この世界は基本、ゲームの設定どおりに進んでいる様に見える。しかし、私(前世)と言う異分子がいる事によって設定とは異なる事例が現れるのも事実だ。それにしても・・・




夏休みが開けた時、私は学園に戻って衝撃を受けた。

(えっ!?クリフから影が無くなっちゃってるじゃん!?)

クリフのトレードマークであった筈の憂いや翳りが、きれいさっぱり無くなっているのだ。元々の美貌はそのままに、明るく前向きな少年へと変化している。それはそれで一目を引き、魅了の魔術を使わずとも周りをいっそう虜にしているようだけど・・・

(ど、どういう事よ!?)

焦った私は、祖父(前皇帝)に面会を求め、護衛の話も含めて疑問をぶつけた。

「そうか・・・お前はクリフが私の息子である事を知っていたのか・・・。」

前世を思い出す前のトラヴィスなら知らなかっただろう。でもそんな事はどうでも良い。

「夏休み前の彼と、全く様子が違うので驚きました。何があったのかご存知でしょうか?」

祖父・・・前皇帝アイヴァン・レイヴンズクロフトは静かな笑みを目に浮かべた。

「先日、彼と初めて会った・・・。ウォーレン侯爵と謁見した際に同行してきたのだ。短い時間だったが、私が彼の母であるラナリーをどれ程愛していたかを伝える事が出来たよ。・・・良い・・・少年だった」

「そうでしたか・・・。」

どういう働きなのか分からなかったが、クリフは自分で自分の闇から脱却したらしい。もちろん私にとっては有難い話なのだが・・・。

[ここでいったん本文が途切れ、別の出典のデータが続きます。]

PR #3161, opened 2023-08-28
Set up a 'Parse' namespace.

jonmeow:
Continuing on #3070.

I moved ParseTree::Node to just Parse::Node, versus Parse::Tree::Node. Other name changes are just removing "Parse" or "Parser" prefixes.

In EnumBase, I'm directly defining operator<< because the ostream.h approach just isn't working, not for either of Parse::State nor Parse::NodeKind. Errors look like:

```toolchain/parser/parser_context.cpp:449:34: error: invalid operands to binary expression ('llvm::raw_ostream' and 'const Carbon::Parse::State')
    output << "\t" << i << ".\t" << entry.state;
    ~~~~~~~~~~~~~~~~~~~~~~~~~~~~ ^  ~~~~~~~~~~~
```

The expected template in `Carbon::` is not in the error list; I only see the:

```
./common/ostream.h:112:6: note: candidate template ignored: requirement 'std::is_base_of_v<std::ostream, llvm::raw_ostream>' was not satisfied [with S = llvm::raw_ostream, T = Carbon::Parse::State]
auto operator<<(S& standard_out, const T& value) -> S& {
     ^
```

I'm still prodding at this, but not seeing an obvious fix.


common/enum_base.h
```diff
@@ -83,6 +83,14 @@ class EnumBase {
   // Prints this value using its name.
   auto Print(llvm::raw_ostream& out) const -> void { out << name(); }
 
+  // TODO: common/ostream.h tries to provide this, but does not reliably work on
+  // EnumBase children. Try to find a more generic solution.
```
zygoloid, line 87: FWIW, I think what's happening here is that, after this change, `Carbon` is no longer an associated namespace for types like `Parse::NodeKind`, because neither that type nor its base class are in namespace `Carbon` any more.

toolchain/driver/driver.cpp
```diff
@@ -436,7 +437,7 @@ auto Driver::Compile(const CompileOptions& options) -> bool {
   }
 
   const SemIR::File builtin_ir = SemIR::File::MakeBuiltinIR();
-  CARBON_VLOG() << "*** SemanticsIR::MakeFromParseTree ***\n";
+  CARBON_VLOG() << "*** SemanticsIR::MakeFromParse::Tree ***\n";
```
zygoloid:
```suggestion
  CARBON_VLOG() << "*** SemanticsIR::MakeFromParseTree ***\n";
```

toolchain/driver/driver.cpp
```diff
@@ -446,7 +447,7 @@ auto Driver::Compile(const CompileOptions& options) -> bool {
   consumer->Flush();
 
   has_errors |= semantics_ir.has_errors();
-  CARBON_VLOG() << "*** SemIR::File::MakeFromParseTree done ***\n";
+  CARBON_VLOG() << "*** SemIR::File::MakeFromParse::Tree done ***\n";
```
zygoloid:
```suggestion
  CARBON_VLOG() << "*** SemIR::File::MakeFromParseTree done ***\n";
```

zygoloid (approved):

common/enum_base.h
jonmeow: Yeah, I was thinking it might be something like that, but then why does it work for something like SemIR::Function? I think I just don't understand the lookup well enough...

jonmeow: (or why don't other SemIR enums hit the exact same issue?)

zygoloid: It also matters where the call to `operator<<` is -- if the call is happening from within namespace `Carbon` or something nested within it, at a point where the templated `operator<<` is visible to unqualified lookup and not hidden by any other `operator<<` in an inner namespace, then that outer operator will be found. So this will depend on whether there are other `operator<<`s in the inner namespace, whether the use of `<<` lives in a template, and if the `<<` is in a template, whether `common/ostream.h` was included before the template was defined.

Our approach here was very fragile, and we're sadly seeing the consequences of that. :(

PR #3162, opened 2023-08-28
Reduce ambiguity in terminology

josh11b:
Change terminology away from terms that are ambiguous:

-   Reserve "generic type" for types with (compile-time) parameters, like `Vector` in `Vector(T:! type)`. Don't use that term to refer to `T`, as it would with [#2360](https://github.com/carbon-language/carbon-lang/blob/trunk/proposals/p2360.md#terminology).
-   Use the term "compile-time" instead of "constant" to mean "template or symbolic." Expand the term "constant" to include values, such as from `let` bindings.


chandlerc (approved):
LG!

I'm going ahead and approving as this seems especially uncontroversial and something we can also easily adjust in the future if something ends up not working. The core change makes lots of sense and has been discussed without any real concerns being raised.

PR #3166, opened 2023-08-29
Provide a Printable CRTP parent to replace HasPrintable templates.

jonmeow:
With the toolchain splitting namespaces, ostream.h's `operator<<` templates aren't reliably found with name lookup, likely due to the loss of associated namespaces (zygoloid commented on this at https://github.com/carbon-language/carbon-lang/pull/3161#discussion_r1307941999). This is especially a barrier to moving the lex files into `Carbon::Lex`; versus other parts of the toolchain, they contain more printable types which are used cross-namespace, including `Carbon::Testing`. As a consequence, I'm looking at migrating ostream.h to a more reliable approach that doesn't rely as much on everything being in the `Carbon` namespace.


explorer/ast/value.h
```diff
@@ -1466,7 +1467,7 @@ class ParameterizedEntityName : public Value {
 // These values are used to represent the second operand of a compound member
 // access expression: `x.(A.B)`, and can also be the value of an alias
 // declaration, but cannot be used in most other contexts.
-class MemberName : public Value {
+class MemberName : public Value, Printable<MemberName> {
```
zygoloid: Do you need the base class here? I'd expect the printing functionality to get inherited from the base class `Value`.

explorer/interpreter/heap.h
```diff
@@ -19,7 +19,7 @@
 namespace Carbon {
 
 // A Heap represents the abstract machine's dynamically allocated memory.
-class Heap : public HeapAllocationInterface {
+class Heap : public Printable<Heap, HeapAllocationInterface> {
```
zygoloid:
```suggestion
class Heap : public HeapAllocationInterface, public Printable<Heap> {
```
Can we directly inherit instead of chaining through `Printable` here? That'd be easier to reason about, despite introducing multiple inheritance. (I think this doesn't violate the ideal of doing things like we would in Carbon, because in Carbon we'd model `Printable` as a mixin.)

explorer/ast/value.h
```diff
@@ -1062,7 +1061,9 @@ struct ImplsConstraint : public HashFromDecompose<ImplsConstraint> {
 };
 
 // A constraint that requires an intrinsic property of a type.
-struct IntrinsicConstraint : public HashFromDecompose<IntrinsicConstraint> {
+struct IntrinsicConstraint
+    : public Printable<IntrinsicConstraint,
+                       HashFromDecompose<IntrinsicConstraint>> {
```
zygoloid: I believe this is necessary to support `ConstructFromComponents` in `value_transform.h`, which was made to support aggregate initialization of a type with a single CRTP base class, but not a type with multiple of them.

In this case, I think we could add a constructor to `IntrinsicConstraint` instead of modeling it as an aggregate to avoid this chaining of CRTP bases.

explorer/ast/value.h
jonmeow: Note it's not virtual:
```
void Print(llvm::raw_ostream& out) const { member_->Print(out); }
```

explorer/interpreter/heap.h
jonmeow: Yes, I just hadn't undone this case. For me, there's a question of how valuable consistency would be.

(note there's a typo in your suggestion, extra `>`)

explorer/ast/value.h
jonmeow: Done

explorer/ast/value.h
zygoloid: Oh no, and the base class version does something different from the derived class version too! Yuck!

zygoloid: #3168

common/ostream.h
```diff
@@ -7,60 +7,46 @@
...
-
-// Support std::ostream << for types which implement:
-//   void Print(llvm::raw_ostream& out) const;
-template <typename T, typename = std::enable_if_t<HasPrintMethod<T>>>
-auto operator<<(std::ostream& out, const T& obj) -> std::ostream& {
-  llvm::raw_os_ostream raw_os(out);
-  obj.Print(raw_os);
-  return out;
-}
+template <typename DerivedT>
```
geoffromer, line 19:
```suggestion
// CRTP base class for printable types. `DerivedT` must define a
// `Print` method that takes an `llvm::raw_ostream` argument, and
// must inherit from `Printable<DerivedT>`.
template <typename DerivedT>
```

zygoloid (commented):
LGTM, leaving to @geoffromer to approve.

common/ostream.h
jonmeow: Thanks, going with a slightly edited comment:

```
// CRTP base class for printable types. Children (DerivedT) must implement:
// - auto Print(llvm::raw_ostream& out) -> void
```

(the dash is mainly for clang-format, to avoid wrapping the signature)

geoffromer (approved):

PR #3170, opened 2023-08-30
Moving lexer into a 'Lex' namespace.

jonmeow:
Continuing with #3070, this creates a `Lex` namespace for lexer. This is probably the last namespace addition right now, and will be followed by file moves, although I'll also share a PR separately moving member classes out of TokenizedBuffer.

### DIFF
--- a/toolchain/lexer/numeric_literal.h
+++ b/toolchain/lexer/numeric_literal.h
@@ -12,7 +12,7 @@
 #include "llvm/ADT/StringRef.h"
 #include "toolchain/diagnostics/diagnostic_emitter.h"
 
-namespace Carbon {
+namespace Carbon::Lex {
 
 // A numeric literal token that has been extracted from a source buffer.
 class LexedNumericLiteral {
@@ -71,6 +71,6 @@ class LexedNumericLiteral {
   int exponent_;
 };
 
-}  // namespace Carbon
+}  // namespace Carbon::Lex
 
 #endif  // CARBON_TOOLCHAIN_LEXER_NUMERIC_LITERAL_H_
--- a/toolchain/lexer/numeric_literal_test.cpp
+++ b/toolchain/lexer/numeric_literal_test.cpp
@@ -14,6 +14,7 @@
 namespace Carbon::Testing {
 namespace {
 
+using Lex::LexedNumericLiteral;
 using ::testing::_;
 using ::testing::Field;
 using ::testing::Matcher;
--- a/toolchain/parser/parser_context.cpp
+++ b/toolchain/parser/parser_context.cpp
@@ -49,10 +49,10 @@ Context::Context(Tree& tree, Lex::TokenizedBuffer& tokens,
       vlog_stream_(vlog_stream),
       position_(tokens_->tokens().begin()),
       end_(tokens_->tokens().end()) {
-  CARBON_CHECK(position_ != end_) << "Empty Lex::TokenizedBuffer";
+  CARBON_CHECK(position_ != end_) << "Empty TokenizedBuffer";
   --end_;
   CARBON_CHECK(tokens_->GetKind(*end_) == Lex::TokenKind::EndOfFile)
-      << "Lex::TokenizedBuffer should end with EndOfFile, ended with "
+      << "TokenizedBuffer should end with EndOfFile, ended with "
       << tokens_->GetKind(*end_);
 }
 
--- a/toolchain/parser/parser_context.cpp
+++ b/toolchain/parser/parser_context.cpp
@@ -40,8 +40,8 @@ static auto operator<<(llvm::raw_ostream& out, RelativeLocation loc)
   return out;
 }
 
-Context::Context(Tree& tree, TokenizedBuffer& tokens,
-                 TokenDiagnosticEmitter& emitter,
+Context::Context(Tree& tree, Lex::TokenizedBuffer& tokens,
+                 Lex::TokenDiagnosticEmitter& emitter,
                  llvm::raw_ostream* vlog_stream)
     : tree_(&tree),
       tokens_(&tokens),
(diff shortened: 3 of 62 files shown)


jonmeow:
Note, this is a stacked PR and only the final commit needs to be reviewed here.

toolchain/lexer/numeric_literal_test.cpp
```diff
@@ -14,6 +14,7 @@
 namespace Carbon::Testing {
 namespace {
 
+using Lex::LexedNumericLiteral;
```
geoffromer, line 17: Could we put the lexer tests in a `Carbon::Lex::Testing` namespace (or just `Carbon::Lex`; I'm not clear on what the `Testing` namespace adds), and avoid these `using` declarations? It can sometimes make sense to put the tests in a different namespace than the code under test, if the client is expected to be in a different namespace, but that doesn't seem to be the case here.

toolchain/lexer/numeric_literal.h
```diff
@@ -12,7 +12,7 @@
 #include "llvm/ADT/StringRef.h"
 #include "toolchain/diagnostics/diagnostic_emitter.h"
 
-namespace Carbon {
+namespace Carbon::Lex {
 
 // A numeric literal token that has been extracted from a source buffer.
 class LexedNumericLiteral {
```
geoffromer, line 18: Should we drop the `Lexed` prefix now that the namespace effectively says the same thing?

toolchain/parser/parser_context.cpp
```diff
@@ -40,23 +40,23 @@ static auto operator<<(llvm::raw_ostream& out, RelativeLocation loc)
...
+                 Lex::TokenDiagnosticEmitter& emitter,
                  llvm::raw_ostream* vlog_stream)
     : tree_(&tree),
       tokens_(&tokens),
       emitter_(&emitter),
       vlog_stream_(vlog_stream),
       position_(tokens_->tokens().begin()),
       end_(tokens_->tokens().end()) {
-  CARBON_CHECK(position_ != end_) << "Empty TokenizedBuffer";
+  CARBON_CHECK(position_ != end_) << "Empty Lex::TokenizedBuffer";
```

(ゲームの中みたいな、暗黒クリフを見れないのはちょっと残念)

まったくもって不謹慎だ。



数日後、学園の中庭の明るい日差しの下で、お腹を抱えながら大笑いしている彼の姿を見かけた。彼の周りには沢山の友人たちが居る。ピンクの髪はヒロインだろうか?

(あら・・・はーん・・・そういうのも悪くないわね、ふふ・・・良かったわね叔父上)

私はそっと彼にウィンクを送った。